[Input data — start]
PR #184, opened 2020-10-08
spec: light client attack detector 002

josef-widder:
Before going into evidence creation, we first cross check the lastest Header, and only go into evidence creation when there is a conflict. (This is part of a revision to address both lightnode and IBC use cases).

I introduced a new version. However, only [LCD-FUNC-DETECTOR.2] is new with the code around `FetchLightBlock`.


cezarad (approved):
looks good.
[Input data — finish]
[Input data — start]
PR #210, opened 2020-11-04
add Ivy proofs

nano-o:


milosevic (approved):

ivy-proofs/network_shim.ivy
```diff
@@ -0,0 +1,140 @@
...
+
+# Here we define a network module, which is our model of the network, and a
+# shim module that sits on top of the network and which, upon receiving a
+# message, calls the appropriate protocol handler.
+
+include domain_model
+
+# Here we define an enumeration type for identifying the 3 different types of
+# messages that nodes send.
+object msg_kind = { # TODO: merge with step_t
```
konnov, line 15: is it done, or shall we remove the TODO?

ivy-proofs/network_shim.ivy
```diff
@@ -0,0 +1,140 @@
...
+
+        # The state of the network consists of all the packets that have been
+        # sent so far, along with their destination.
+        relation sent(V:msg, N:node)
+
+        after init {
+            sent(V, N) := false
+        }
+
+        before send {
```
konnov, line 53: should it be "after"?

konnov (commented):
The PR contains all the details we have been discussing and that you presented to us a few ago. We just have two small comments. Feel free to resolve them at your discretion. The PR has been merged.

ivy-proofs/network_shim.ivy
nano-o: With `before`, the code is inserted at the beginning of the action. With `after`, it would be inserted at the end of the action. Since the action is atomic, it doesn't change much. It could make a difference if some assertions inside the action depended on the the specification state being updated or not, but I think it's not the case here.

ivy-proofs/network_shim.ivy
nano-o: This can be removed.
[Input data — finish]
[Input data — start]
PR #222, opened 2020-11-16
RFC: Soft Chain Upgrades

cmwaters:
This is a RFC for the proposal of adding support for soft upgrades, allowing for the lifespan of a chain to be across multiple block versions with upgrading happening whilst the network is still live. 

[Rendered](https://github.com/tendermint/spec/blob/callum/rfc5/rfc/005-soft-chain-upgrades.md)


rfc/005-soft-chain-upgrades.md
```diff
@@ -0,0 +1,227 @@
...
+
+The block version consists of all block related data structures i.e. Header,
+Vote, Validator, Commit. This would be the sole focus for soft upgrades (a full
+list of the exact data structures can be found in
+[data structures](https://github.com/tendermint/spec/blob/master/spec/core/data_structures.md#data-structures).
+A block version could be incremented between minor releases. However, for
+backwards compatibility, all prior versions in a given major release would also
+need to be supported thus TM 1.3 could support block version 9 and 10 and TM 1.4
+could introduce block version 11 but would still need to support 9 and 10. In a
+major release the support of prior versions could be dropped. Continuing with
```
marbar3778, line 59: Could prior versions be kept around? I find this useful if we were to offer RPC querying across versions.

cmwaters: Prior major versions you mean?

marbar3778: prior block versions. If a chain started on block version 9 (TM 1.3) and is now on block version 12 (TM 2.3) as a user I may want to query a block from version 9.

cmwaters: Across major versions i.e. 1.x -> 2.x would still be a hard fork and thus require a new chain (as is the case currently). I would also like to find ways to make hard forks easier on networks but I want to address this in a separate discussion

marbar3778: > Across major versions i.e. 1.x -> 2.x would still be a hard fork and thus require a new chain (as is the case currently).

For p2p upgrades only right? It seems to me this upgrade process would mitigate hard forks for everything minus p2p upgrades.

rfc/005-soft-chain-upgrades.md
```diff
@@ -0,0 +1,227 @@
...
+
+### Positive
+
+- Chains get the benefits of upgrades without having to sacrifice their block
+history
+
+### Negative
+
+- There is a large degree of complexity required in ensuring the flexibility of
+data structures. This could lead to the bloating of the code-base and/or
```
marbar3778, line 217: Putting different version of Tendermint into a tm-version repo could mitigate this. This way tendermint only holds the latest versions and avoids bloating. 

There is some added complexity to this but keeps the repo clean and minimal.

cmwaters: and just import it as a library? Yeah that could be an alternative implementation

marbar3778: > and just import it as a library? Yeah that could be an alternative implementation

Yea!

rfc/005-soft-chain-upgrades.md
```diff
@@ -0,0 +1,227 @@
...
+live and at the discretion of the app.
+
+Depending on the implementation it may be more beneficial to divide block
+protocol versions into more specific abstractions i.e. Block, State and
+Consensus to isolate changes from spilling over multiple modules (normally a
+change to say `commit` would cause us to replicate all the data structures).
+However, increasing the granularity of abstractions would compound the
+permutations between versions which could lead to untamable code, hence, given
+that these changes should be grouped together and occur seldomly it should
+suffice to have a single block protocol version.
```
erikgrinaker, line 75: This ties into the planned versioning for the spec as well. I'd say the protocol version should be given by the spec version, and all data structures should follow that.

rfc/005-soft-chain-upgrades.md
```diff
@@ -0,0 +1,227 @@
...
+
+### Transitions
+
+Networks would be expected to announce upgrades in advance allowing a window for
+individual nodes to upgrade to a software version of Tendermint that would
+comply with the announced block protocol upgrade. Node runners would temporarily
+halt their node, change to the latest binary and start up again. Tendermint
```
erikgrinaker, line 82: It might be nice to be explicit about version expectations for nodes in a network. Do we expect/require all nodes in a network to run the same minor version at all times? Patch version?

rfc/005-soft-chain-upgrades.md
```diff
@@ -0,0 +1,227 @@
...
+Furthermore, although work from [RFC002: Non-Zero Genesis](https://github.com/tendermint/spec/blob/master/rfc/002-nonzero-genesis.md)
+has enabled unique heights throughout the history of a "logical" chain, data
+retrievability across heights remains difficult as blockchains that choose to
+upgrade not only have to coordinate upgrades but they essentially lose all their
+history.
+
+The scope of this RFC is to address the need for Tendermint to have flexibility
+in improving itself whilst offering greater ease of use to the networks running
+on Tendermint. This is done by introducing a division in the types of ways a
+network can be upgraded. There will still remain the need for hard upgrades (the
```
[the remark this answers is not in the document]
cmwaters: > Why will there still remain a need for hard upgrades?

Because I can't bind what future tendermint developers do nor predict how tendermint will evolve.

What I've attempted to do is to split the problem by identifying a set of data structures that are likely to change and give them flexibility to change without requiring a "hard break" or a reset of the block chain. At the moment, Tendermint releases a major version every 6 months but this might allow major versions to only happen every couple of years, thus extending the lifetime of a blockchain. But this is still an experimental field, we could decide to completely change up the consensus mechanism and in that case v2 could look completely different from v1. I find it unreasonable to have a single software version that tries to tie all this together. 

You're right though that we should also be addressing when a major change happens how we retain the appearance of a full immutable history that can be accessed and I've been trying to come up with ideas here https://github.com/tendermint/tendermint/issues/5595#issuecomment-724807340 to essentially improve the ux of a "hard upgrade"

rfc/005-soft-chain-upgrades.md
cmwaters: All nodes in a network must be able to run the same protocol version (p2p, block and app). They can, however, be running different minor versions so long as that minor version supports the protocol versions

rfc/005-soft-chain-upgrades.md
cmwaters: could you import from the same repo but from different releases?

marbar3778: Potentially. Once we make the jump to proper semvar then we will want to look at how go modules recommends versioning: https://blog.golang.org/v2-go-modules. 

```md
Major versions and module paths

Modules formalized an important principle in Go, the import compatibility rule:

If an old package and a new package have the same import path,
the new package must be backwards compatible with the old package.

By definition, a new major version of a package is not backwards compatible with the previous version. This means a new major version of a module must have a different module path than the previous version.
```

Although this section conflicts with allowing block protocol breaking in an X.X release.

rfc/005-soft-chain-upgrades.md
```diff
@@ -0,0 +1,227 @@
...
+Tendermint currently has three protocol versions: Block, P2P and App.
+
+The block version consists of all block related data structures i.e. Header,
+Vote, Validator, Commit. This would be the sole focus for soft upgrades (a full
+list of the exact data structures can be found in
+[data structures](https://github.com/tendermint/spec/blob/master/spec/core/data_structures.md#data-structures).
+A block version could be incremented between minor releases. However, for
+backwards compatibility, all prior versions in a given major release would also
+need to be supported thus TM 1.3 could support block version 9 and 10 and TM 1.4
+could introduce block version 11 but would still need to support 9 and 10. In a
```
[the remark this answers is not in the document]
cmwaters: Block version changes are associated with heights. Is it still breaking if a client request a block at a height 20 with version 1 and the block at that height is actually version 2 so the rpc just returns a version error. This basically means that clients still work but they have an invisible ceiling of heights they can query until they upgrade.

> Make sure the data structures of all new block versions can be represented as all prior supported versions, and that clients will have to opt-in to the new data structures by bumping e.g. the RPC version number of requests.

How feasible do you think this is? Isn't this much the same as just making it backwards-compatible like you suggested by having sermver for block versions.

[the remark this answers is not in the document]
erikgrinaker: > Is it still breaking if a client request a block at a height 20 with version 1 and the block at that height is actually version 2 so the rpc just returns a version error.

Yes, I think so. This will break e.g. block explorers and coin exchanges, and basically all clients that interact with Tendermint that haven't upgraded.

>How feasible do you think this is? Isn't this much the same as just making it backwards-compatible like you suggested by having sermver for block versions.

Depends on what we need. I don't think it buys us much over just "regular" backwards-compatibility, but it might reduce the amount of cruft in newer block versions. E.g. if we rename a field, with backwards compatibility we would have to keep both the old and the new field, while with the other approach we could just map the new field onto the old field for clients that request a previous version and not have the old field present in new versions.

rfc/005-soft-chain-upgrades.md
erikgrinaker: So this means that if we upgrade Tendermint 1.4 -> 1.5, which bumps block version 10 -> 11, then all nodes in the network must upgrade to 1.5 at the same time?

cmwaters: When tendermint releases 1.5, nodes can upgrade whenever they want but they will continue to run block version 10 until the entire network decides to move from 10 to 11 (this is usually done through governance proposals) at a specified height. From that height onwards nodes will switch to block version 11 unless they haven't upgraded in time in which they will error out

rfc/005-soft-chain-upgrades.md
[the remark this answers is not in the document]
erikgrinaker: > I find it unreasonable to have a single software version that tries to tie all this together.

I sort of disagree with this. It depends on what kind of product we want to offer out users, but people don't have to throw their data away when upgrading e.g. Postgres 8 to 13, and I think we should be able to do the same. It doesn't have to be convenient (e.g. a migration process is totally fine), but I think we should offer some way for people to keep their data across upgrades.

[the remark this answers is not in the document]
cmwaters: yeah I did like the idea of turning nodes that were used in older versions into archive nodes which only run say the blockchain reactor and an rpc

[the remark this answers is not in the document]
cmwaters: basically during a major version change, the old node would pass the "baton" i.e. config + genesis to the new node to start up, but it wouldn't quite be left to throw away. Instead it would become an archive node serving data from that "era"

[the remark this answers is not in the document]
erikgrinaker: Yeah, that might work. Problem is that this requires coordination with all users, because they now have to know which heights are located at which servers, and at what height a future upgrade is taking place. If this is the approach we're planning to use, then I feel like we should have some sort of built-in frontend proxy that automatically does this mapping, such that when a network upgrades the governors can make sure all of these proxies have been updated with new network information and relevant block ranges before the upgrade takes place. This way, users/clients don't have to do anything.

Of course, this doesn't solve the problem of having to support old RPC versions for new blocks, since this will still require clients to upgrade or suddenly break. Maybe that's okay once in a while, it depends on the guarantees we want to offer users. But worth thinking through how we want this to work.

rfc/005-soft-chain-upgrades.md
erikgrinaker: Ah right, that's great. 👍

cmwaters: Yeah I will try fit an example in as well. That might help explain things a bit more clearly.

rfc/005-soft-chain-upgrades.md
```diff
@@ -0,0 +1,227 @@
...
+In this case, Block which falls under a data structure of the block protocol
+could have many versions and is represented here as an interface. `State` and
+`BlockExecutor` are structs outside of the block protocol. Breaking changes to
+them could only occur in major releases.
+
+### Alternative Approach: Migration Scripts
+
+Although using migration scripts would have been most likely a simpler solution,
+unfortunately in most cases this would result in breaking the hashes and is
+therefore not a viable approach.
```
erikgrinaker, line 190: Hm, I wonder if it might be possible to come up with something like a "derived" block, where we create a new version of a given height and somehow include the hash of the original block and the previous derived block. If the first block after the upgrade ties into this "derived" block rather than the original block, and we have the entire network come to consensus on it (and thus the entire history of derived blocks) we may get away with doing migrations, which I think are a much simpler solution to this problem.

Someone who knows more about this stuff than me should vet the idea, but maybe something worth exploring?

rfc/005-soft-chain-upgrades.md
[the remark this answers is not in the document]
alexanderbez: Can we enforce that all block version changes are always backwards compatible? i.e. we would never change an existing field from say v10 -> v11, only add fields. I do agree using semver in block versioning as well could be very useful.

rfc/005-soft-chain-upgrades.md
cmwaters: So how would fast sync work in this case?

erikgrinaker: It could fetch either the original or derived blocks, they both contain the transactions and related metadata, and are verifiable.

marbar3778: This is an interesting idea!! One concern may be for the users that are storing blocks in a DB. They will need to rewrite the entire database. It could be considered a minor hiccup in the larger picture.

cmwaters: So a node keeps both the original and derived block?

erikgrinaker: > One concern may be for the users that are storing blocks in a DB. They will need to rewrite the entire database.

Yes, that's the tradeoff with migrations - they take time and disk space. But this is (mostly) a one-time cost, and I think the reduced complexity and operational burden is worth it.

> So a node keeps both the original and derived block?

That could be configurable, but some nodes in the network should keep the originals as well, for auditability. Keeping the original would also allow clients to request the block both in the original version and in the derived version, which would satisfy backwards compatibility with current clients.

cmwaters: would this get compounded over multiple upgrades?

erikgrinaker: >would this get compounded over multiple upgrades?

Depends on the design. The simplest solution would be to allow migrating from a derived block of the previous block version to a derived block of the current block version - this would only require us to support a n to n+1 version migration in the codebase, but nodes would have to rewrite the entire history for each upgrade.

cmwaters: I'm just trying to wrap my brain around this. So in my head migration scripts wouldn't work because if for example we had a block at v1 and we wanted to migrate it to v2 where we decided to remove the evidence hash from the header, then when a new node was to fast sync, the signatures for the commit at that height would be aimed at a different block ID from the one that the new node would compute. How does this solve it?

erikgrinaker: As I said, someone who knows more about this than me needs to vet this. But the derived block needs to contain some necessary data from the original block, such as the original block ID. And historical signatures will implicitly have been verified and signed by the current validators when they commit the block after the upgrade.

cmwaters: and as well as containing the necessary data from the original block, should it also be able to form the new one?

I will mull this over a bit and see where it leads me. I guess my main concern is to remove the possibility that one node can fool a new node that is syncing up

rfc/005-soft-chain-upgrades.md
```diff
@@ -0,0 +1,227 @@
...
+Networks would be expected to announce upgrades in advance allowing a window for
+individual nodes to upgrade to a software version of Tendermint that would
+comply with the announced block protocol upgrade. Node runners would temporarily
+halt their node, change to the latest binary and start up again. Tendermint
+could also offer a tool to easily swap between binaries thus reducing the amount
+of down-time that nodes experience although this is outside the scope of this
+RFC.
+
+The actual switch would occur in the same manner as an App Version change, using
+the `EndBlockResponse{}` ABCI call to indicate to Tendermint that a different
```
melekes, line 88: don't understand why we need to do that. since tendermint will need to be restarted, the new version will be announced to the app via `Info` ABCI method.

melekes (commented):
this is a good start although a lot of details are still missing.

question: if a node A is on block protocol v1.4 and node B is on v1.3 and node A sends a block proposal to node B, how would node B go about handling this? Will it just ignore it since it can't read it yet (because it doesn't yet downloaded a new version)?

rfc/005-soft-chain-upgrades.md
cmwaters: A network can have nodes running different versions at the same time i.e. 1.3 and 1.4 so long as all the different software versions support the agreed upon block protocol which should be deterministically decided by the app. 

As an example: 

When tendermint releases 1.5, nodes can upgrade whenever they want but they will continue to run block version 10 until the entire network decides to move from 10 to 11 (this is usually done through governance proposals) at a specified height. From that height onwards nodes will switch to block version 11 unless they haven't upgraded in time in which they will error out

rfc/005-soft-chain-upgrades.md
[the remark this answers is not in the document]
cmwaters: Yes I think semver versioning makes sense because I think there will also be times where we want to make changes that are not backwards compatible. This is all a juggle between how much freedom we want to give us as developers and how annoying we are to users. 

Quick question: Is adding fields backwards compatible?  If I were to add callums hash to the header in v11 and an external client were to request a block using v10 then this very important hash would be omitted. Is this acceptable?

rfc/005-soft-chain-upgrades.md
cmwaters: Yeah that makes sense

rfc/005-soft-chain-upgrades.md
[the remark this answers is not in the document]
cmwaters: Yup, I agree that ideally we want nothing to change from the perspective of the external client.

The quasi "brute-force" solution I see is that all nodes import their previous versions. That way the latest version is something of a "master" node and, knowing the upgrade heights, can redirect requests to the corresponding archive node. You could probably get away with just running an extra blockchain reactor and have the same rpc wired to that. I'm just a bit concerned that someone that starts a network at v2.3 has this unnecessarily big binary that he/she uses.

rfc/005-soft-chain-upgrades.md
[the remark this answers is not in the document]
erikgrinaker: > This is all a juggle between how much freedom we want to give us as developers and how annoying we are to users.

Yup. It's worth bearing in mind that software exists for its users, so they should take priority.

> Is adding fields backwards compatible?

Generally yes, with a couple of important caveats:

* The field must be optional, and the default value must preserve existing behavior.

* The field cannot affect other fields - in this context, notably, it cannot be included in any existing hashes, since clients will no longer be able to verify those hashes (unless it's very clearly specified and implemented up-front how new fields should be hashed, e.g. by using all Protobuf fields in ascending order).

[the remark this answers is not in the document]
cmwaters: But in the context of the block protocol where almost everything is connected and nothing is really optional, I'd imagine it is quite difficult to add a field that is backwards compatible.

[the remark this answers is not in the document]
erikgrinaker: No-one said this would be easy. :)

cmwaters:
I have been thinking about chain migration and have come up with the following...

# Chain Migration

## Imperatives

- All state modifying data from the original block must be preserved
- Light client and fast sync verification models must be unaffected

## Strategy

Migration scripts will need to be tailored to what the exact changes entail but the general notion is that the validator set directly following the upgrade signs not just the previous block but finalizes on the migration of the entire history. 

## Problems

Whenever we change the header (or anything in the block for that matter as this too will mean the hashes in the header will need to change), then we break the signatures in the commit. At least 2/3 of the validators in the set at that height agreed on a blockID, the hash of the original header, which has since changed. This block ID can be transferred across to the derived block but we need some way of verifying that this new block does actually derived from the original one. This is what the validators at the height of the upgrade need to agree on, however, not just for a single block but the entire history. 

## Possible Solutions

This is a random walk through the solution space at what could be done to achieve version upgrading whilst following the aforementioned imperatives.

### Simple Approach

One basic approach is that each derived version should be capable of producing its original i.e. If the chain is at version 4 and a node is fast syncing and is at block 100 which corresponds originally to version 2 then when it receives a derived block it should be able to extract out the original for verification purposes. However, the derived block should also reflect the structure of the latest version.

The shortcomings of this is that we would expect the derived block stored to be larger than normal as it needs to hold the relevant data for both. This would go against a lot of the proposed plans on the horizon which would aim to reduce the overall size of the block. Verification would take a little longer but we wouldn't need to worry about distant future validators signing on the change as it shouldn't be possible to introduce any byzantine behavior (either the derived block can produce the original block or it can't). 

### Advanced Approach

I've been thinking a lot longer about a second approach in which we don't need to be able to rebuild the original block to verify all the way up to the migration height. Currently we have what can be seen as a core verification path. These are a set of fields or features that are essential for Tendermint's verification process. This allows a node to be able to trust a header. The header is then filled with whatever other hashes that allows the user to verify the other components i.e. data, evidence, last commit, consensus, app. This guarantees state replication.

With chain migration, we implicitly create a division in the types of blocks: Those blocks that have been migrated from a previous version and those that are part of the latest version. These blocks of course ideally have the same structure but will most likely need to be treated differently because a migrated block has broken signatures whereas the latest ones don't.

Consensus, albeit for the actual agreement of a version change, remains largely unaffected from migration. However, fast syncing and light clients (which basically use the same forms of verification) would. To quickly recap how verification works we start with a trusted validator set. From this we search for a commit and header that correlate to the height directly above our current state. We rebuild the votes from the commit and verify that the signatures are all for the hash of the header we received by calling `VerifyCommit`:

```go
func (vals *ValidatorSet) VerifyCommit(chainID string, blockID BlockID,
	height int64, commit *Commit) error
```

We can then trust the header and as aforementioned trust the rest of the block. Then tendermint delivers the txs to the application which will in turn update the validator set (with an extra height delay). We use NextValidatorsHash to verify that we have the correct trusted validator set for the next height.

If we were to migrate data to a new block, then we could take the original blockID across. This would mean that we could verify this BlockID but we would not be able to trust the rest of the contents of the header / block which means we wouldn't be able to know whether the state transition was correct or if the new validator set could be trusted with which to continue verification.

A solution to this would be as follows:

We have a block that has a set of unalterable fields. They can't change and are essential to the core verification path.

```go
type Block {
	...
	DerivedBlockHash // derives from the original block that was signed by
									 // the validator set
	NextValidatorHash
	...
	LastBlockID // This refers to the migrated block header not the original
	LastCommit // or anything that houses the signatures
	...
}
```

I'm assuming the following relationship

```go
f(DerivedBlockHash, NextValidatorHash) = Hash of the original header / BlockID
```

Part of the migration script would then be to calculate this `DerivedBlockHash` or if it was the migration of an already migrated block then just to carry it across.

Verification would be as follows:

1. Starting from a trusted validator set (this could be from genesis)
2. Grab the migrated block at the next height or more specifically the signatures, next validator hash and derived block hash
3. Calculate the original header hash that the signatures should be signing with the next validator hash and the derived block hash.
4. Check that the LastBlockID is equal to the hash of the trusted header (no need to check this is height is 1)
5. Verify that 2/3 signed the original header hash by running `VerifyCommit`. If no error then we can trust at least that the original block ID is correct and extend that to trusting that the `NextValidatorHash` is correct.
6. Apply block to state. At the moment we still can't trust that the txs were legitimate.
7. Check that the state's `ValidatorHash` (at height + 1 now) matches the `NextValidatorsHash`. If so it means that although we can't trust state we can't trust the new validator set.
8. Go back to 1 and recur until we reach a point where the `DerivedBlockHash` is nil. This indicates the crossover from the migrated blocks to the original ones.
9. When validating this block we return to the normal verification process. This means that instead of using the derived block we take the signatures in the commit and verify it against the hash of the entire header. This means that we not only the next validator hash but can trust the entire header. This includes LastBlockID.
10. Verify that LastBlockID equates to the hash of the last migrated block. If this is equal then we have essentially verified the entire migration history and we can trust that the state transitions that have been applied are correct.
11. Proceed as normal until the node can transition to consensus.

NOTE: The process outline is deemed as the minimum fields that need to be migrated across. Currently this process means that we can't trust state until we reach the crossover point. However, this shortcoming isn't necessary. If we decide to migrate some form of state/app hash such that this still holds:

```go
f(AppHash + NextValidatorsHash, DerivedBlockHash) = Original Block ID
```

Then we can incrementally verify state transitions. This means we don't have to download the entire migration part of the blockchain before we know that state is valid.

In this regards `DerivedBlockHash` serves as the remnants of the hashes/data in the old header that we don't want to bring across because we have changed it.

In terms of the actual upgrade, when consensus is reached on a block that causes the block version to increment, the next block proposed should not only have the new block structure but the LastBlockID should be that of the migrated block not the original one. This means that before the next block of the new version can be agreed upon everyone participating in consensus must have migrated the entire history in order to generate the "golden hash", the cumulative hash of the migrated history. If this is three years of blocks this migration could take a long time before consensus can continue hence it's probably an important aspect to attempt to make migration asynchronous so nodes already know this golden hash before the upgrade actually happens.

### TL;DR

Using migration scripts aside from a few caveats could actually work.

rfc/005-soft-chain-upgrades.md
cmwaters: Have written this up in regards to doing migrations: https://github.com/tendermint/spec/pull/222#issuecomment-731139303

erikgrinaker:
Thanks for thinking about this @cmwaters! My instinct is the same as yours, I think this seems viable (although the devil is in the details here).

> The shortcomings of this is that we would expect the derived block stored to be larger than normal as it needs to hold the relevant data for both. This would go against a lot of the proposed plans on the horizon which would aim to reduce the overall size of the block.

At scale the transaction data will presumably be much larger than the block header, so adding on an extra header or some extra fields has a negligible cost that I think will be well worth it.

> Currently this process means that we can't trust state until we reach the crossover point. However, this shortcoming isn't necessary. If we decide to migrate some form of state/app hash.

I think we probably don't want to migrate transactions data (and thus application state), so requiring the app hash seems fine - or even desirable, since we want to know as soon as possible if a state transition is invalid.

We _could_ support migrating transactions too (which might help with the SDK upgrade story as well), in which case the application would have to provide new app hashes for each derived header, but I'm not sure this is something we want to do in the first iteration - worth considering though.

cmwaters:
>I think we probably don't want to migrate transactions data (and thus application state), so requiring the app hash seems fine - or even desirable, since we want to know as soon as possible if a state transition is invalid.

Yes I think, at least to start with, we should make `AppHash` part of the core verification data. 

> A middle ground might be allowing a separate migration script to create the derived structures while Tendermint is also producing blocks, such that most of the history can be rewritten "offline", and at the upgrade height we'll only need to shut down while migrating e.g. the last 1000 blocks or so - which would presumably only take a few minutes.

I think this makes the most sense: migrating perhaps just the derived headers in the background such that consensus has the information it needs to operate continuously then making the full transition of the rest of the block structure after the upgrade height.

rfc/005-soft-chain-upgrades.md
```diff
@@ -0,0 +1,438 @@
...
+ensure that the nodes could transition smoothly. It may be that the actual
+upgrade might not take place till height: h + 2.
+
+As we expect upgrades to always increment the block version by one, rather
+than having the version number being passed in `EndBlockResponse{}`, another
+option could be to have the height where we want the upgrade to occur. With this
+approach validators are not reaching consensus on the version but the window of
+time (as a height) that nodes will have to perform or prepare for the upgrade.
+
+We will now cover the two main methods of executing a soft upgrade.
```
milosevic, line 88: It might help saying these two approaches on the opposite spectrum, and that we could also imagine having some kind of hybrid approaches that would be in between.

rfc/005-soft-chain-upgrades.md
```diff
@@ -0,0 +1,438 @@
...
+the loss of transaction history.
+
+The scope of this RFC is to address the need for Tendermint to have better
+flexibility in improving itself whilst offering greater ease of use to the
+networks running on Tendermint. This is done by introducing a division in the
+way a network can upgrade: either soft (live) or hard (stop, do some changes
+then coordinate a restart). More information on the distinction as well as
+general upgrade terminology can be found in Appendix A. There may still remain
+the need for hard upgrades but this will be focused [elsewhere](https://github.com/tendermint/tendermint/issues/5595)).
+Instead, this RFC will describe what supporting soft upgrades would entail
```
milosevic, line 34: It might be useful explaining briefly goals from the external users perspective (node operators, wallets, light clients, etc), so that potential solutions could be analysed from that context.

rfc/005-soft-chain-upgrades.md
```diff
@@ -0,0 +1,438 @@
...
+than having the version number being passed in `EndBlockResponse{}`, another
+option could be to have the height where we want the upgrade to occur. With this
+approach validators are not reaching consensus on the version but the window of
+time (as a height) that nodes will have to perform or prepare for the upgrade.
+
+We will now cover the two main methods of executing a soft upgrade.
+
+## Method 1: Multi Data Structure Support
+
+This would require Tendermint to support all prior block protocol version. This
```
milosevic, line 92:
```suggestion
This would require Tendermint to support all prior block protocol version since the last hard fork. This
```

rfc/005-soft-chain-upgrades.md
[Input data — finish]
-- Problem description --
Only the lines above starting at the one containing "PR #184, opened 2020-10-08" and ending at the one containing "Before going into", both included, are to be returned, exactly as they read.

-- Response box --
PR #184, opened 2020-10-08
spec: light client attack detector 002

josef-widder:
Before going into evidence creation, we first cross check the lastest Header, and only go into evidence creation when there is a conflict. (This is part of a revision to address both lightnode and IBC use cases).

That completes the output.